Here is my pepermint candy sweater for the orphanage. Solid color would show off the details beter. After knitting both sleeves and sewing the side seams(whip stitch. I'm lazy), I then picked up along the front, across the back of the neck, and down the other front, and knit three inches of k1,p1 rib. Then I bound off up to where the armhole started (using a size fifteen needle in my right hand to make the bind off loose and stretchy.), ribbed across the back of the neck and down, then bound off up the other side to where the armholes start. Then, for the next three inches, I knit two together at the beginning of each row, and bound off. There was a little yarn left. I knit a pocket.
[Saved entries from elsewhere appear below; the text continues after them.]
Issue #525, opened 2017-07-16
Provide an example with GCLOUD_DIAGNOSTICS_CONFIG usage


oshalygin:
Reading the README it states that this environment variable can point to the configuration file but its unclear on what that actually means.  Here are the questions that run through my head:

1.  Is this configuration file exported as a javascript object? 
2. Is this configuration file exported as a JSON file?
3. Does this file include the agent startup code? (`require('@google-cloud/trace-agent').start({......`)

I'll try to figure it out on my own and i'll update this issue and follow it up with a PR if there is any interest in this.

oshalygin:
Confirmed what works:

This is performed with just step 1.  To get this working I have the following file in my project:

_./utilities/trace.js_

This should fit a three-year old. Or a skinny five-year-old. I had some sparkly clear plastic buttons which went on the front, and were anchored on the back with some chunky old brown buttons. For fastenings, I took my crochet hook and, holding the yarn behind the work, pulled up a loop to the front, then pulled up a loop in the next stitch, and pulled it through the first loop. Repeat to the edge of the fabric. Work a chain about an inch long, then again chain through the fabric an inch back from the edge. Tah Dah! Button loops! If the description doesn't make sense, I'll make a sample swatch with white yarn and show you.

And look! Looklooklook! It got sunny today. This is me in my hand-spun, hand dyed (with Jello) hand knit poncho and matching hat. This is how I look when I'm taking my own portrait. I love my portraits. The sun is shining. I love everything! Sunshine triggers my inner Yorkshire Terrier. Happy,happyhappyhappy!